Chapter 29

When the dinner gong is rung, Nash glances over from where he is chatting with Dora on the game terrace.

With her usual frown replaced by a simper, my kitchen nemesis actually looks fetching in a dress of sea-blush coral.

I should stop harboring resentment toward her.

It is petty and unbecoming. Nash must pay her a compliment because she smiles, twisting coquettishly from side to side.

He bows to her, then takes the short walkway up to where I am standing near the band. “May I walk you in?”

Suddenly shy, I accept his arm, my every nerve awakening.

Through the years, I’ve known Nash to be aloof, scornful, a troublemaker, and a rogue.

These new aspects of him—a collaborator, a deep thinker for whom the world has not always made sense either—will take getting used to.

He drinks me in as if I were a tall glass of lemonade on a hot day, escorting me across the travertine patio as if careful not to spill it.

Ahead, Prosper crosses toward the great hall with style, her gloved hands swishing like spring leaves.

I just try to make it there without tripping.

“I was worried I’d lost you to the Spanish flu,” I tell Nash, masking my shakiness with a light rebuke.

“The ponies lost, and I needed to raise funds for my old man.

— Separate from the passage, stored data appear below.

PR #1125, opened 2025-04-02
Implement validation logic for "identityschema.ListAttribute"

rainkwan:
Most of the “invalid” identity attribute types are simply not possible to create with Framework (without abusing custom types, which we can safely ignore imo) because we have a dedicated “identityschema” package: https://github.com/hashicorp/terraform-plugin-framework/tree/main/resource/identityschema

The lone validation we need to apply at runtime is checking the element type of the “identityschema.ListAttribute” since there is no restriction on what kind of “attr.Type” is provided. The only allowed element types are:

types.Bool

types.Int64, types.Int32, types.Float64, types.Float32, types.Number

types.String

The validation was done in the ValidateImplementation function which runs during GetResourceIdentitySchemas.

Added AttributeInvalidElementTypeDiag to give the error message and IsAllowedPrimitiveType to check to see if the element is an allowed type.

### DIFF
--- a/internal/fwschema/diagnostics.go
+++ b/internal/fwschema/diagnostics.go
@@ -64,3 +64,18 @@ func AttributeDefaultTypeMismatchDiag(attributePath path.Path, expectedType attr
 			"The default value must match the type of the schema.",
 	)
 }
+
+// AttributeInvalidElementTypeDiag returns an error diagnostic to provider
+// developers about using non-primitive types in their Attribute
+// implementation. This is not allowed.
+func AttributeInvalidElementTypeDiag(attributePath path.Path) diag.Diagnostic {
+	// The diagnostic path is intentionally omitted as it is invalid in this
+	// context. Diagnostic paths are intended to be mapped to actual data,
+	// while this path information must be synthesized.
+	return diag.NewErrorDiagnostic(
+		"Invalid Attribute Implementation",
+		"When validating the schema, an implementation issue was found. "+
+			"This is always an issue with the provider and should be reported to the provider developers.\n\n"+
+			fmt.Sprintf("%q contains an Attribute type that is not allowed for Resource Identity. ", attributePath),
+	)
+}
--- a/internal/fwschema/diagnostics.go
+++ b/internal/fwschema/diagnostics.go
@@ -68,7 +68,7 @@ func AttributeDefaultTypeMismatchDiag(attributePath path.Path, expectedType attr
 // AttributeInvalidElementTypeDiag returns an error diagnostic to provider
 // developers about using non-primitive types in their Attribute
 // implementation. This is not allowed.
-func AttributeInvalidElementTypeDiag(attributePath path.Path) diag.Diagnostic {
+func AttributeInvalidElementTypeDiag(attributePath path.Path, actualType attr.Type) diag.Diagnostic {
 	// The diagnostic path is intentionally omitted as it is invalid in this
 	// context. Diagnostic paths are intended to be mapped to actual data,
 	// while this path information must be synthesized.
@@ -76,6 +76,7 @@ func AttributeInvalidElementTypeDiag(attributePath path.Path) diag.Diagnostic {
 		"Invalid Attribute Implementation",
 		"When validating the schema, an implementation issue was found. "+
 			"This is always an issue with the provider and should be reported to the provider developers.\n\n"+
-			fmt.Sprintf("%q contains an Attribute type that is not allowed for Resource Identity. ", attributePath),
+			fmt.Sprintf("%q contains an Attribute of type %q that is not allowed for Lists in Resource Identity. ", attributePath, actualType)+
+			"Lists in Resource Identity may only have primitive element types such as Bool, Int, Float, Number and String.",
 	)
 }
--- a/internal/fwschema/diagnostics.go
+++ b/internal/fwschema/diagnostics.go
@@ -76,7 +76,7 @@ func AttributeInvalidElementTypeDiag(attributePath path.Path, actualType attr.Ty
 		"Invalid Attribute Implementation",
 		"When validating the schema, an implementation issue was found. "+
 			"This is always an issue with the provider and should be reported to the provider developers.\n\n"+
-			fmt.Sprintf("%q contains an Attribute of type %q that is not allowed for Lists in Resource Identity. ", attributePath, actualType)+
+			fmt.Sprintf("%q contains an element of type %q that is not allowed for Lists in Resource Identity. ", attributePath, actualType)+
 			"Lists in Resource Identity may only have primitive element types such as Bool, Int, Float, Number and String.",
 	)
 }
--- a/internal/fwtype/static_collection_validation.go
+++ b/internal/fwtype/static_collection_validation.go
@@ -143,13 +143,13 @@ func ReturnCollectionWithDynamicTypeDiag() diag.Diagnostic {
 // IsAllowedPrimitiveType checks if the given attr.Type is an allowed primitive type for resource identity.
 func IsAllowedPrimitiveType(typ attr.Type) bool {
 	switch typ.(type) {
-	case basetypes.BoolType,
-		basetypes.Float64Type,
-		basetypes.Float32Type,
-		basetypes.Int64Type,
-		basetypes.Int32Type,
-		basetypes.NumberType,
-		basetypes.StringType:
+	case basetypes.BoolTypable,
+		basetypes.Float64Typable,
+		basetypes.Float32Typable,
+		basetypes.Int64Typable,
+		basetypes.Int32Typable,
+		basetypes.NumberTypable,
+		basetypes.StringTypable:
 		return true
 	default:
 		return false
--- a/internal/fwtype/static_collection_validation.go
+++ b/internal/fwtype/static_collection_validation.go
@@ -5,7 +5,6 @@ package fwtype
 
 import (
 	"fmt"
-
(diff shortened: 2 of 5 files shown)


resource/identityschema/list_attribute.go
```diff
@@ -160,10 +161,13 @@ func (a ListAttribute) IsOptionalForImport() bool {
...
 // should never include false positives.
-func (a ListAttribute) ValidateImplementation(ctx context.Context, req fwschema.ValidateImplementationRequest, resp *fwschema.ValidateImplementationResponse) {
+func (a ListAttribute) ValidateImplementation(_ context.Context, req fwschema.ValidateImplementationRequest, resp *fwschema.ValidateImplementationResponse) {
 	if a.CustomType == nil && a.ElementType == nil {
 		resp.Diagnostics.Append(fwschema.AttributeMissingElementTypeDiag(req.Path))
+		return
 	}
 
-	// TODO:ResourceIdentity: Write validation + tests that ensure the element type only contains primitive elements (bool, string, number)
+	if !fwtype.IsAllowedPrimitiveType(a.ElementType) {
```
austinvalle, line 170: nit - We don't need to check this if it's a custom type
```suggestion
	if a.CustomType == nil && !fwtype.IsAllowedPrimitiveType(a.ElementType) {
```

internal/fwtype/static_collection_validation.go
```diff
@@ -140,3 +139,19 @@ func ReturnCollectionWithDynamicTypeDiag() diag.Diagnostic {
...
+func IsAllowedPrimitiveType(typ attr.Type) bool {
+	switch typ.(type) {
+	case basetypes.BoolType,
+		basetypes.Float64Type,
+		basetypes.Float32Type,
+		basetypes.Int64Type,
+		basetypes.Int32Type,
+		basetypes.NumberType,
+		basetypes.StringType:
+		return true
```
austinvalle, line 153: I don't think it's super common, but I'm thinking we should use the "typable" interfaces here instead (which will give you a superset of the functionality you have here.

```suggestion
	case basetypes.BoolTypable,
		basetypes.Float64Typable,
		basetypes.Float32Typable,
		basetypes.Int64Typable,
		basetypes.Int32Typable,
		basetypes.NumberTypable,
		basetypes.StringTypable:
		return true
```

The difference there is that if you set the element type to a custom type that is a primitive (like an `iptypes.IPv4Address`, then it'll still recognize it as a valid list of strings)

internal/fwschema/diagnostics.go
```diff
@@ -64,3 +64,18 @@ func AttributeDefaultTypeMismatchDiag(attributePath path.Path, expectedType attr
...
+func AttributeInvalidElementTypeDiag(attributePath path.Path) diag.Diagnostic {
+	// The diagnostic path is intentionally omitted as it is invalid in this
+	// context. Diagnostic paths are intended to be mapped to actual data,
+	// while this path information must be synthesized.
+	return diag.NewErrorDiagnostic(
+		"Invalid Attribute Implementation",
+		"When validating the schema, an implementation issue was found. "+
+			"This is always an issue with the provider and should be reported to the provider developers.\n\n"+
+			fmt.Sprintf("%q contains an Attribute type that is not allowed for Resource Identity. ", attributePath),
+	)
```
austinvalle, line 80: I think we should consider printing more information in this diagnostic and maybe be a little more specific about what's wrong (since the diagnostic is only used by one validation)

Some wording that mentions that the only valid `list` for resource identity is one that has a primitive element type (bool, int32, etc.), then maybe print out the `attr.Type` that we received?

austinvalle (commented):
Looking good 👍🏻 , I have some suggestions for the case switch + diagnostic messaging, but all the functionality looks correct!

resource/identityschema/list_attribute.go
bbasata: > We don't need to check this if it's a custom type

💭 Do we need another conditional here to validate a custom type against the allowed typables? Or is that somehow implicit?

austinvalle: Well `a.ElementType` will be `nil` if it's a custom type which is why I mentioned that specifically here.

As for whether we should validate a custom type in general, we could although I wasn't as concerned about abusing a custom type to avoid those restrictions.

If we do want to validate the custom type, we would probably want to use the `.TerraformType()`, since that's ultimately what we send back to Terraform.

bbasata: Got it! Makes sense -- it took me another read to see that `a.CustomType` here is the concrete type of the `ListAttribute`, not the type of the list elements.

internal/fwschema/diagnostics.go
```diff
@@ -64,3 +64,19 @@ func AttributeDefaultTypeMismatchDiag(attributePath path.Path, expectedType attr
...
+func AttributeInvalidElementTypeDiag(attributePath path.Path, actualType attr.Type) diag.Diagnostic {
+	// The diagnostic path is intentionally omitted as it is invalid in this
+	// context. Diagnostic paths are intended to be mapped to actual data,
+	// while this path information must be synthesized.
+	return diag.NewErrorDiagnostic(
+		"Invalid Attribute Implementation",
+		"When validating the schema, an implementation issue was found. "+
+			"This is always an issue with the provider and should be reported to the provider developers.\n\n"+
+			fmt.Sprintf("%q contains an Attribute of type %q that is not allowed for Lists in Resource Identity. ", attributePath, actualType)+
+			"Lists in Resource Identity may only have primitive element types such as Bool, Int, Float, Number and String.",
```
rainkwan, line 80: Updated the error message here

internal/fwschema/diagnostics.go
```diff
@@ -64,3 +64,19 @@ func AttributeDefaultTypeMismatchDiag(attributePath path.Path, expectedType attr
...
+// implementation. This is not allowed.
+func AttributeInvalidElementTypeDiag(attributePath path.Path, actualType attr.Type) diag.Diagnostic {
+	// The diagnostic path is intentionally omitted as it is invalid in this
+	// context. Diagnostic paths are intended to be mapped to actual data,
+	// while this path information must be synthesized.
+	return diag.NewErrorDiagnostic(
+		"Invalid Attribute Implementation",
+		"When validating the schema, an implementation issue was found. "+
+			"This is always an issue with the provider and should be reported to the provider developers.\n\n"+
+			fmt.Sprintf("%q contains an Attribute of type %q that is not allowed for Lists in Resource Identity. ", attributePath, actualType)+
```
austinvalle, line 79: A small but important distinction 🙂 
```suggestion
			fmt.Sprintf("%q contains an element of type %q that is not allowed for Lists in Resource Identity. ", attributePath, actualType)+
```

resource/identityschema/list_attribute_test.go
```diff
@@ -480,6 +480,135 @@ func TestListAttributeValidateImplementation(t *testing.T) {
...
+				Name: "test",
+				Path: path.Root("test"),
+			},
+			expected: &fwschema.ValidateImplementationResponse{
+				Diagnostics: diag.Diagnostics{
+					diag.NewErrorDiagnostic(
+						"Invalid Attribute Implementation",
+						"When validating the schema, an implementation issue was found. "+
+							"This is always an issue with the provider and should be reported to the provider developers.\n\n"+
+							"\"test\" contains an Attribute of type \"basetypes.DynamicType\" that is not allowed for Lists in Resource Identity. "+
```
austinvalle, line 564:
```suggestion
							"\"test\" contains an element of type \"basetypes.DynamicType\" that is not allowed for Lists in Resource Identity. "+
```

resource/identityschema/list_attribute_test.go
```diff
@@ -480,6 +480,135 @@ func TestListAttributeValidateImplementation(t *testing.T) {
...
+				Name: "test",
+				Path: path.Root("test"),
+			},
+			expected: &fwschema.ValidateImplementationResponse{
+				Diagnostics: diag.Diagnostics{
+					diag.NewErrorDiagnostic(
+						"Invalid Attribute Implementation",
+						"When validating the schema, an implementation issue was found. "+
+							"This is always an issue with the provider and should be reported to the provider developers.\n\n"+
+							"\"test\" contains an Attribute of type \"types.ObjectType[]\" that is not allowed for Lists in Resource Identity. "+
```
austinvalle, line 585:
```suggestion
							"\"test\" contains an element of type \"types.ObjectType[]\" that is not allowed for Lists in Resource Identity. "+
```

resource/identityschema/list_attribute_test.go
```diff
@@ -480,6 +480,135 @@ func TestListAttributeValidateImplementation(t *testing.T) {
...
+				Name: "test",
+				Path: path.Root("test"),
+			},
+			expected: &fwschema.ValidateImplementationResponse{
+				Diagnostics: diag.Diagnostics{
+					diag.NewErrorDiagnostic(
+						"Invalid Attribute Implementation",
+						"When validating the schema, an implementation issue was found. "+
+							"This is always an issue with the provider and should be reported to the provider developers.\n\n"+
+							"\"test\" contains an Attribute of type \"types.MapType[!!! MISSING TYPE !!!]\" that is not allowed for Lists in Resource Identity. "+
```
austinvalle, line 606:
```suggestion
							"\"test\" contains an element of type \"types.MapType[!!! MISSING TYPE !!!]\" that is not allowed for Lists in Resource Identity. "+
```

austinvalle (approved):
Just had one small adjustment to the error message, great work on this! 🙌🏻

austinvalle (approved):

Good news is, I’ve had to delay my enlistment.”

“I’m sorry about your father, but I’m glad you’re not enlisting.”

“Your care touches my heart.” He angles an amused expression down at me.

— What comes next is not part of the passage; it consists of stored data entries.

PR #1126, opened 2025-04-03
ResourceIdentity: Add support for import by identity and update pass-through implementations

austinvalle:
This PR adds support for plannable import by resource identity, which is first supported in Terraform [`v1.12.0-beta1`](https://github.com/hashicorp/terraform/releases/tag/v1.12.0-beta1).

-------

Today, the only supported plannable import data is the `id` field, which is just a string that provider typically just redirects to the [import stub state ](https://github.com/hashicorp/terraform/blob/main/docs/resource-instance-change-lifecycle.md#import-behavior):
```terraform
import {
  to = aws_route53_record.myrecord
  id = "Z4KAPRWWNC7JR_dev.example.com_NS"
}
```

Now, if the resource supports identity, the import block will allow the identity to be supplied in the `identity` attribute:
```terraform
import {
  to = aws_route53_record.myrecord
  identity = {
    zone_id = "Z4KAPRWWNC7JR"
    record_name = "dev.example.com"
    record_type = "NS"
  }
}
```

------

The identity is automatically passed through to the `Read` implementation, which typically does the heavy lifting for populating state of an imported resource, however the provider can choose to populate the identity with more information, set data in the import stub state, etc.

### DIFF
--- a/resource/import_state.go
+++ b/resource/import_state.go
@@ -34,7 +34,18 @@ type ImportStateRequest struct {
 	// as an Attribute. However, this identifier can also be treated as
 	// its own type of value and parsed during import. This value
 	// is not stored in the state unless the provider explicitly stores it.
+	//
+	// This ID field is supplied in the "terraform import" CLI command or in the import config block "id" attribute.
+	// Either ID or Identity must be supplied by the practitioner, depending on the method used to import the resource.
 	ID string
+
+	// Identity is the configuration data provided by the practitioner in the import config block "identity" attribute. This
+	// configuration data will conform to the identity schema defined by the managed resource. If the resource does not support identity,
+	// this value will not be set.
+	//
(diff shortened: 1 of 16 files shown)


resource/import_state.go
austinvalle, line 1: One thing not included in this PR is an implementation of an "identity => import stub state" pass-through. I'm still not 100% sure what provider developers will prefer in-terms of helper functions, but we can easily create a new one if needed.

.changes/unreleased/NOTES-20250403-121229.yaml
austinvalle, line 1: My plan was to release a framework `1.15.0-beta.1` with this PR (along with Rain's currently open #1125 and #1123 )

bbasata (approved):
:shipit: ✨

“I—it’s just that it’s a waste.” The Sanders family has had enough tragedies. And Nash has a natural sense of people. “You’d be an asset to the business if you wanted to stay.”

“The business. I see.”

Is he disappointed? Before I can decide, we reach the great hall, where I will be expected to make a toast, and worries begin to pull at me. I whisper in Nash’s ear. “I need another favor.”

“Is this how it is to be between us?” he says with mock irritation. “You asking favors, me granting them without a moment’s hesitation? What is it, then?”

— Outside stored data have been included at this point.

PR #1132, opened 2025-04-22
resource: Add identity to DeleteRequest

austinvalle:
**Context:** https://hashicorp.atlassian.net/browse/TFECO-9284

This PR introduces the `Identity` field to `DeleteRequest`. This was missed during initial implementation, despite always existing in the protocol/core. I left a comment explaining the possible confusion of using "planned" objects as a "prior" object.

### DIFF
--- a/internal/fwserver/server_applyresourcechange.go
+++ b/internal/fwserver/server_applyresourcechange.go
@@ -76,6 +76,10 @@ func (s *Server) ApplyResourceChange(ctx context.Context, req *ApplyResourceChan
 		deleteReq := &DeleteResourceRequest{
 			PlannedPrivate: req.PlannedPrivate,
 			PriorState:     req.PriorState,
+			// MAINTAINER NOTE: There isn't a separate data field for prior identity, like there is with prior_state and planned_state.
+			// Here the planned_identity field will contain what would be considered the prior identity (since the final identity value
+			// after deleting will be null).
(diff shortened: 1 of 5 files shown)


internal/fwserver/server_deleteresource.go
austinvalle, line 1: Not sure why this file got a merge conflict, but it's resolved!

internal/fwserver/server_applyresourcechange.go
```diff
@@ -76,6 +76,10 @@ func (s *Server) ApplyResourceChange(ctx context.Context, req *ApplyResourceChan
 		deleteReq := &DeleteResourceRequest{
 			PlannedPrivate: req.PlannedPrivate,
 			PriorState:     req.PriorState,
+			// MAINTAINER NOTE: There isn't a separate data field for prior identity, like there is with prior_state and planned_state.
```
rainkwan, line 79: Taking a mental note to mention this in the documentation

rainkwan (approved):
LGTM 🚀

internal/fwserver/server_applyresourcechange.go
austinvalle: I'm not sure it'll be super useful information for provider developers to know exactly where the source is coming from (since it's exposed to them as just `Identity`, but if we find a good time to mention it we definitely can!

PR #1133, opened 2025-04-22
chore: Fix identity TODOs and add documentation for interfaces

austinvalle:
This PR just goes through and cleans up all the `TODO:ResourceIdentity` comments, of which I decided that we don't need to handle any of them ATM. We can always do some refactoring internally if we decide it's worth it later.

I also fleshed out the documentation on the `resource.ResourceWithIdentity` interface itself.

### DIFF
--- a/resource/resource.go
+++ b/resource/resource.go
@@ -19,6 +19,9 @@ import (
 //   - Plan Modification: Schema-based or entire plan
 //     via ResourceWithModifyPlan.
 //   - State Upgrades: ResourceWithUpgradeState
+//   - Identity: Define an identity schema with ResourceWithIdentity to enable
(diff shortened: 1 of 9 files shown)


resource/resource.go
```diff
@@ -199,7 +202,21 @@ type ResourceWithValidateConfig interface {
 
 // ResourceWithIdentity is an interface type that extends Resource to implement managed resource identity.
 //
-// TODO:ResourceIdentity: Add more documentation here to describe what identity is used for.
+// Managed resources can optionally define an identity schema, which is a separate object stored in state
```
austinvalle, line 205:
```suggestion
// Managed resources can optionally define an identity schema, which represents a separate object stored in state
```

bbasata (approved):
✨

PR #1134, opened 2025-04-24
Resource Identity: Add a new import helper that can pass-through an identity attribute and an import ID.

austinvalle:
**Context:** https://hashicorp.atlassian.net/browse/TFECO-9285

I tell him what I have in mind, and he lets out a hollow chuckle. “So you want to stud me out like a prized stallion,” Nash says.

A crimson flush sweeps over my shoulders. “I wouldn’t go that far. Just a friendly outing to Rooster Cove between new friends—you and Prosper. Of course, I will be your chaperone. But only if you think you can manage it.”

His eyes narrow. “You wound me.” He sees me to the podium, then makes his way to Prosper’s table.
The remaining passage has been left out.